Achieving 10Gbps Write-to-disk Performance (Part 4)
It’s been a busy six months at nPulse Technologies. We’ve achieved a huge milestone this week: the release of our HammerHead 3.0, Ultrafast Packet Capture Solution. Below is an htop snapshot of a HammerHead streaming 10Gbps-to-disk, sustained for 30 minutes without packet loss while tracking, indexing, and exporting flows. Notice the distribution of threads across the processor cores with a CPU load of only 0.27.
With this, I’d like to continue with the next installment of my blog series on high-performance write-to-disk.
Basic Design Rules
In my previous posts, I shared two of the four design rules that we incorporate with our Hammerhead products.

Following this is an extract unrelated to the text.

PR #510, opened 2019-07-09
Allow for yaml aliases to be loaded using YAML.safe_load

jmreid:
As of https://github.com/Shopify/kubernetes-deploy/pull/504 and [`0.26.5` ](https://github.com/Shopify/kubernetes-deploy/blob/master/CHANGELOG.md#0265), YAML aliases no longer load and instead throw a `Psych::BadAlias`.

#1: Capture – packet acquisition with a Napatech NT20E
#2: Controller – packet storage with a RAID adapter
Today I’d like to highlight our third design rule:
#3: Cores – packet processing with multi-threaded software
Think In Terms of Queues
Designing a stream-to-disk solution using commodity hardware is essentially designing a system of queues with three major queuing centers. The first stage in the pipeline is packet acquisition. This is handled by a purpose-built adapter like the Napatech NT20E2. The last stage in the pipeline is the storage array, which is managed by an intelligent RAID controller. The middle, and most critical, stage in the system of queues is the packet processing stage, which is serviced by multi-threaded software across multi-cores.
The purpose of the packet processing stage is to achieve high Input/Output Operations Per Second (IOPS) without introducing backpressure to the packet acquisition queue or overwhelming the packet storage queue. For 10Gbps write-to-disks, this means processing up to 14.88 million packets per second. This translates to an average service time of approximately 7 nanoseconds per packet.
A lot of factors come into play to achieve packet processing rates this high. However, based on our experience, the key determinants are 1) exploiting processor cores and 2) leveraging memory cache. Both of these can be achieved through a well-designed and properly implemented multi-threaded software.
Compare The Difference
To underscore the performance difference between an application limited to a single core and one that uses multiple cores, I will compare the performance of two open source packet capture applications, Daemon Logger and Gulp. Both were tested on a HammerHead 320 platform. Using dstat for measurement, I focused on two metrics to compare performance: write throughput and CPU load. Write throughput is an indicator of software effectiveness while CPU load is a good indicator of software efficiency.
The first 30-minute test was with Daemon Logger. Below is an htop snapshot of daemon logger while under a load of 10Gbps of traffic. As you can tell, it is ostensibly a CPU-bound single thread application.
The second 30-minute test was with Gulp. Below is a snapshot of how gulp performed with 10Gbps of traffic. As you can tell, Gulp is a double-threaded application using a simple producer-consumer model.
What is very interesting is that there is a significant performance difference between the two applications.
Neither was able to capture 10Gbps at a sustained rate without dropping packets. Daemon Logger, because of its single-thread limitation, achieved an average throughput of 154 MB/s. On the other hand, Gulp, utilizing two cores, achieved an average throughput of 854 MB/s. That’s almost 6 times the write throughput using a simple multi-threaded model.
In terms of the average CPU load, Daemon Logger’s 2.10 had almost twice the load of Gulp’s 1.2.
What Is The Lesson Here?
The days of a “free lunch” enjoyed as a result of Moore’s Law are a thing of the past. Hence, single-threaded applications are legacy applications. Network monitoring applications capable of handling 10Gbps or more are intensely CPU-bound; therefore, performance gains will come from employing multi-cores with multi-threaded software.
Designing multi-threaded software capable of processing tens of millions of packets per second on commodity hardware is not easy. It is as much an art as it is a science. A lot is predicated on hardware choice, threading model, and software implementation. If you are looking for some inspiration with your design, a good place to start is by understanding Queueing Theory and Analysis; particularly, Little’s Law and Denning’s Operational Analysis.
In terms of reference examples, Gulp is a step in the right direction. Most currently, take a look at Suricata, which is designed from the beginning to be multi-threaded; and in the future, Multi-threaded Bro.